Effect of BCRP inhibitors: The effect of BCRP inhibitors on PK of talazoparib has not been studied. Coadministration with BCRP inhibitors may increase talazoparib exposure [see Drug Interactions (7)].
Effect of acid-reducing agents on talazoparib: Coadministration of acid-reducing agents including proton pump inhibitors (PPI), histamine receptor 2 antagonists (H2RA), or other acid reducing agents has no effect on the absorption of talazoparib.
In Vitro Studies
Talazoparib is a substrate of P-gp and BCRP transporters.

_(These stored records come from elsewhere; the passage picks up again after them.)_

PR #5281, opened 2021-03-20
Improved gaussian filter and convert_to_float(#5195)

### LINKED ISSUE #5195: `filters.gaussian` does not work on 1D input

michalkrawczyk:
## Description

Propositon of fix #5195.
Since one point of problem, which is with not handling 1D array, was already resolved - This is mostly fix of normalizing in img_to_float() from int types according to [Data Conversion Rules](https://msdn.microsoft.com/en-us/library/windows/desktop/dd607323%28v=vs.85%29.aspx)

Also changed preserve_range from filters.gaussian to True. The values in Gaussian Filter shoudn't be normalized by default - It will only give misleading results (Like in Issue [#5195](https://github.com/scikit-image/scikit-image/issues/5195) itself)

## For reviewers

- Check filters.gaussian() for 1D array ( e.g np.arange(9)), especially with preserve_range=False
- Check util.dtype.img_to_float() with some 1D, ... ,nD values
- Check if current usages of filters.gaussian() really need preserve_range==False (Optional)


skimage/util/dtype.py
```diff
@@ -313,7 +313,7 @@ def _convert(image, dtype, force_copy=False, uniform=False):
         computation_type = _dtype_itemsize(itemsize_in, dtype_out,
                                            np.float32, np.float64)
 
-        if kind_in == 'u':
+        if kind_in == 'u' or kind_in == 'i':
```
mkcor, line 316: From how the code unit is written, the case of signed ints is handled by the `else` statement. A good way to express the changes you mean would be to update or add tests so they do exactly what you're looking for, then make the changes in the codebase so that the new tests pass (TDD, for test-driven development).

skimage/filters/_gaussian.py
```diff
@@ -10,7 +10,7 @@
 
 
 def gaussian(image, sigma=1, output=None, mode='nearest', cval=0,
-             multichannel=None, preserve_range=False, truncate=4.0):
+             multichannel=None, preserve_range=True, truncate=4.0):
```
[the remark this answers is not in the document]
michalkrawczyk: I quite didn't see point of doing that here. See part of current docstring:

>     preserve_range : bool, optional
        Whether to keep the original range of values. Otherwise, the input
        image is converted according to the conventions of ``img_as_float``.
        Also see
        
 But maybe it should be rewritten to be more specific. If you consider that as necessery - I may do that

skimage/util/dtype.py
michalkrawczyk: Good point. It was handled by else statement, but that was one of the main problems in [#5281](https://github.com/scikit-image/scikit-image/pull/5281#issue-597330331) . I'll make change in unit test

michalkrawczyk:
A bit changed conversion at dtype since according to Direct3D most negative value should be not calculated by formula, but just changed to -1.0f. That made test to fail (Also added few more tests)

michalkrawczyk:
It seems like some test just failed because some functions are basing at gaussian with preserve_range=False.
I actually start to wonder if that usages should be rewritten to preserve_range=False or just get back to preserve_range on default set to True and leave note at documentation.

skimage/filters/tests/test_gaussian.py
```diff
@@ -62,8 +62,25 @@ def test_multichannel():
 
 
 def test_preserve_range():
+    """
+    Testing preserve_range param
+    """
+    ones = np.array([[1, 1], [1, 1]], dtype=np.int64)
+    filtered_ones = gaussian(ones, preserve_range=False)
+    assert(np.all(filtered_ones == filtered_ones[0]))
+
```
mkcor, line 71: Then I think it would make more sense to go along these lines:
```py
filtered_preserved = filters.gaussian(ones, preserve_range=True)
filtered_default = filters.gaussian(ones)
assert testing.assert_array_equal(filtered_default, filtered_preserved)
assert np.all(filtered_default == 1.)
```
What do you think?

skimage/filters/tests/test_gaussian.py
```diff
@@ -62,8 +62,25 @@ def test_multichannel():
...
     img = np.array([[10.0, -10.0], [-4, 3]], dtype=np.float32)
-    gaussian(img, 1, preserve_range=True)
+    gaussian(img, 1)
+
+
+def test_1d_ok():
+    """
+    Testing Gaussian Filter for 1D array.
+    With all positive integer values and only one zero, it should filter all values to be at least more than 0.1
```
mkcor, line 79:
```suggestion
    """Test Gaussian filter on 1D array.
    With seven positive integer values and only one zero, all filtered values should be greater than 0.1
```
Reference: https://www.python.org/dev/peps/pep-0257/#multi-line-docstrings

skimage/filters/tests/test_gaussian.py
```diff
@@ -62,8 +62,25 @@ def test_multichannel():
...
+    """
+    nums = np.arange(7)
+    filtered = gaussian(nums)
+    assert(np.all(filtered > 0.1))
```
mkcor, line 83:
```suggestion
    assert np.all(filtered > 0.1)
```

skimage/filters/tests/test_gaussian.py
```diff
@@ -142,4 +159,4 @@ def test_dog_invalid_sigma2():
     with testing.raises(ValueError):
         difference_of_gaussians(image, 3, 2)
     with testing.raises(ValueError):
-        difference_of_gaussians(image, (1, 5), (2, 4))
+        difference_of_gaussians(image, (1, 5), (2, 4))
```
mkcor, line 162: Please keep EOL.

mkcor:
Since this PR changes the default value of a function's parameter, it will affect existing code. I guess we need some kind of warning message referring to the next release version, right? @scikit-image/core

alexdesiqueira:
>  I guess we need some kind of warning message referring to the next release version, right?

Hi @michalkrawczyk @mkcor, please refer to [our deprecation cycle policy](https://scikit-image.org/docs/dev/contribute.html#deprecation-cycle) in this case.
Thank you for your work!

skimage/filters/tests/test_gaussian.py
michalkrawczyk: Old habbit from C.  Sorry

skimage/filters/tests/test_gaussian.py
michalkrawczyk: Not exactly. I will rewrite that to be more clear

skimage/filters/tests/test_gaussian.py
michalkrawczyk: For now it is not necessary. 
But assuming that some changes may occur in the future - I would add that too

michalkrawczyk:
Done. @mkcor May I ask you to have a look now?

skimage/filters/tests/test_gaussian.py
```diff
@@ -62,8 +64,24 @@ def test_multichannel():
...
+
     img = np.array([[10.0, -10.0], [-4, 3]], dtype=np.float32)
-    gaussian(img, 1, preserve_range=True)
+    gaussian(img, 1)
+
+
+def test_1d_ok():
+    """Testing Gaussian Filter for 1D array.
+    With any array consisting of positive integers and only one zero - it should filter all values
+    to be at least more than 0.1
```
mkcor, line 80: "at least" and "more than" are redundant :wink: 
I recommend going for the mathematical standard way of saying (i.e., "greater than")

skimage/util/tests/test_dtype.py
```diff
@@ -191,3 +191,19 @@ def test_subclass_conversion():
         x = x.astype(dtype)
         y = _convert(x, np.floating)
         assert y.dtype == x.dtype
+
+
+def test_int_to_float():
+    """
+    Check Normalization when casting img_as_float from int types to float
```
mkcor, line 198: Please fix one-line docstring style

skimage/util/tests/test_dtype.py
```diff
@@ -191,3 +191,19 @@ def test_subclass_conversion():
...
+    """
+    int_list = np.arange(9, dtype=np.int64)
+    converted = img_as_float(int_list)
+    assert(np.allclose(converted, int_list * 1e-19, atol=0.0, rtol=0.1))
```
mkcor, line 202:
```suggestion
    assert np.allclose(converted, int_list * 1e-19, atol=0.0, rtol=0.1)
```
`assert` is a keyword in Python

skimage/filters/_gaussian.py
```diff
@@ -96,6 +98,11 @@ def gaussian(image, sigma=1, output=None, mode='nearest', cval=0,
     >>> filtered_img = gaussian(image, sigma=1, multichannel=True)
 
     """
+    if preserve_range is None:
+        msg = ('The default value of preserve_range will change '
+               'to "True" in version 1.0')
```
mkcor, line 103:
```suggestion
               'to True in version 1.0')
```
@scikit-image/core can you please have a look and say if you agree with this API change?

skimage/filters/_gaussian.py
```diff
@@ -39,9 +39,11 @@ def gaussian(image, sigma=1, output=None, mode='nearest', cval=0,
         the function will attempt to guess this, and raise a warning if
         ambiguous, when the array has shape (M, N, 3).
     preserve_range : bool, optional
-        Whether to keep the original range of values. Otherwise, the input
-        image is converted according to the conventions of ``img_as_float``.
-        Also see
+        If True (by default) - keep the original range of values.
```
stefanv, line 42: We will only be able to set this to True after the deprecation period.

skimage/filters/_gaussian.py
```diff
@@ -96,6 +98,11 @@ def gaussian(image, sigma=1, output=None, mode='nearest', cval=0,
     >>> filtered_img = gaussian(image, sigma=1, multichannel=True)
 
     """
+    if preserve_range is None:
+        msg = ('The default value of preserve_range will change '
+               'to True in version 1.0')
+        warn(msg, DeprecationWarning)
+        preserve_range = True
```
stefanv, line 105: This should be False for now

skimage/util/dtype.py
```diff
@@ -321,6 +321,15 @@ def _convert(image, dtype, force_copy=False, uniform=False):
             # DirectX uses this conversion also for signed ints
             # if imin_in:
             #     np.maximum(image, -1.0, out=image)
+        elif kind_in == 'i':
```
stefanv, line 324: @scikit-image/core Can anyone verify that this part of the patch is correct?

jni:
Hi all, sorry to jump in really late here but I don't think we should take this leap. `filters.gaussian` will be one of our most used functions and will now be obnoxiously noisy. Additionally, there is a question of consistency with the rest of the library — a quick search shows that all our functions use `preserve_range=False`, except `radon_transform` *and* `non_local_means`, *for which we are in the middle of a deprecation to change it to False!*

In short, although I do support setting preserve_range=True everywhere, it should be done as a concerted effort in the road to 1.0, *not* as a piecemeal, whatever is most convenient for a specific function at a specific time approach.

michalkrawczyk:
@jni Yeah I do see that actually almost all your current libraries use `preserve_range=False`. 
The problem is that library requires more `preserved_range=False` while users requires more `preserved_range=True` and misleading results from False are more considered as bug. 
It's not actually more convienient - it's more likely how gaussian filter should be in practice, without any 'additional features' by default.

skimage/util/dtype.py
michalkrawczyk: @stefanv What you're  actually concern about in this part? Maybe I should give you some details, so you would be able to answer by yourself?

jni:
Indeed! As I said above I think we should make the change eventually. But when we move to 1.0 we have a chance to do it without the noise. Unfortunately we can't just change the output of the function without warning as that would break many, many users' existing code.

skimage/util/dtype.py
stefanv: Yes, this is some of the most finicky code in the library, so it is helpful to have a very good sense of what is happening.

michalkrawczyk: First of all: As I see kind_in == 'i' stand for all signed integer types.
Before that signed integer types went all to else block where they get first added 0.5 before normalizing to range [-1.0 ; 1.0].
That for first look seems to be good trick to get off problems of their ranges since e.g int8 has [-128 ; 127] and imax_out will assume as its value 127. 
But in that way all normalized signed integers cannot achieve exact 0 value, which for future calculations will lead to lots of problems and unnecessary lost features. Also note as adding 0.5 will affect more normalization as number of bytes of base int will drop and for int8 it especially hits hard.
I've performed conversion from DirectX documentation. It is still a bit leaky cause -2^bites and -(2^bites - 1) will both be normalized to -1.0, but that won't affect as much and rarely will be noticable

michalkrawczyk: Imagine for example that you got single x = 0 with type int8.
with else block you will first have x = 0.5 since addition
then it will be multiplied to x = 2 and divided to get x = 2/255.
You see that something is wrong, but when you have e.g int64 you'll get 2/9223372036854775807 which is small enough to fool you.

With added elif you get for int8 x = 0/127 and for int64 x = 0/9223372036854775807 which is still x=0.

skimage/filters/_gaussian.py
```diff
@@ -96,6 +98,11 @@ def gaussian(image, sigma=1, output=None, mode='nearest', cval=0,
     >>> filtered_img = gaussian(image, sigma=1, multichannel=True)
 
     """
+    if preserve_range is None:
+        msg = ('The default value of preserve_range will change '
+               'to True in version 1.0')
+        warn(msg, DeprecationWarning)
+        preserve_range = False
```
grlee77, line 105: I think the `change_default_value` decorator utility @rfezzani created can be used to do this. To use it add the following import near the top of the file:
```Python
from .._shared.utils import change_default_value
```

Then rather than changing the value to None or raising the warning here, all you need is a 1 line decorator above the function

```Python
@change_default_value('preserve_range', new_value=True, changed_version='1.0')
```

skimage/filters/tests/test_gaussian.py
grlee77: I will mark this suggestion as resolved since we are not immediately changing the default to True

skimage/util/dtype.py
grlee77: Thanks @michalkrawczyk, this change does indeed look consistent with the Direct X document you linked to and seems reasonable to me.

grlee77 (changes requested):
I requested a minor change to use an existing decorator to handle the deprecation. Otherwise this looks good to me.

skimage/filters/_gaussian.py
michalkrawczyk: @grlee77 Thanks , that looks good. You may check now

By the way I would like to suggest to add this decorator to [Deprecation Cycle Documentation](https://scikit-image.org/docs/dev/contribute.html#deprecation-cycle)

michalkrawczyk:
Module cannot be found: 'skimage.restoration._inpaint' after merge with main

grlee77:
> Module cannot be found: 'skimage.restoration._inpaint' after merge with main

I think this is because we recently added a new Cython function for inpainting. After you merged main, you would have had to rebuild scikit-image in order to avoid this error.

I went ahead and ran this locally and fixed up some issues related to warnings in 528a88f. This is basically just either providing the `preserve_range` keyword or use `expected_warnings` to catch the deprecation warnings so that the test suite can run without raising any of these warnings.

The cosmetic changes in 0fe4242 are just for consistency with the style @rfezzani and I had been using in several other recent PRs.

grlee77 (approved):
Thanks @michalkrawczyk, this looks good to me now

grlee77:
The CI errors seen here are unrelated to this PR (I saw them in a few other cases recently as well)

alexdesiqueira:
Thank you @michalkrawczyk!

jni:
Hi everyone, I'm really sorry about this, but I think we should revert this. I probably should have been more explicit in my comment above: I don't think we should have this in 0.19. I think 1.0 should `preserve_range=True` everywhere *without the keyword*, and we should do that with a release-wide warning, not piecemeal warnings + kwargs everywhere. Again, the Gaussian filter is among the most used functions in scikit-image. I think it's a major mistake to force everyone using it to add a keyword argument to it that should probably be removed eventually anyway.

Since @stefanv has also expressed concerns about some of the deprecations we're making, I think we should probably have a focused meeting soon about our upcoming API choices *and how we will go about making the changes.*

stefanv:
> Since @stefanv has also expressed concerns about some of the deprecations we're making, I think we should probably have a focused meeting soon about our upcoming API choices _and how we will go about making the changes._

Thanks for bringing this up, Juan.  Would you be willing to set up that meeting and write up a paragraph or two about the challenge faced to bring everyone up to speed?

grlee77:
> Thanks for bringing this up, Juan. Would you be willing to set up that meeting and write up a paragraph or two about the challenge faced to bring everyone up to speed?

I just opened #5439 to summarize some of the things I am aware of. Many are relatively easy to implement once we have a decision on the desired direction.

Talazoparib is not a substrate of organic anion transporting polypeptide [OATP]1B1, OATP1B3, organic cationic transporter [OCT]1, OCT2, organic anion transporter [OAT]1, OAT3, bile salt export pump [BSEP], multidrug and toxin extrusion [MATE]1, and MATE2-K.
Talazoparib is not an inhibitor of cytochrome (CYP)1A2, CYP2B6, CYP2C8, CYP2C9, CYP2C19, CYP2D6, or CYP3A4/5, or inducer of CYP1A2, CYP2B6, or CYP3A4.
Talazoparib is not an inhibitor of transporters including P-gp, BCRP, OATP1B1, OATP1B3, OCT1, OCT2, OAT1, OAT3, BSEP, MATE1, and MATE2-K.
Talazoparib is not an inhibitor of uridine-diphosphate glucuronosyltransferase (UGT) isoforms (1A1, 1A4, 1A6, 1A9, 2B7, and 2B15).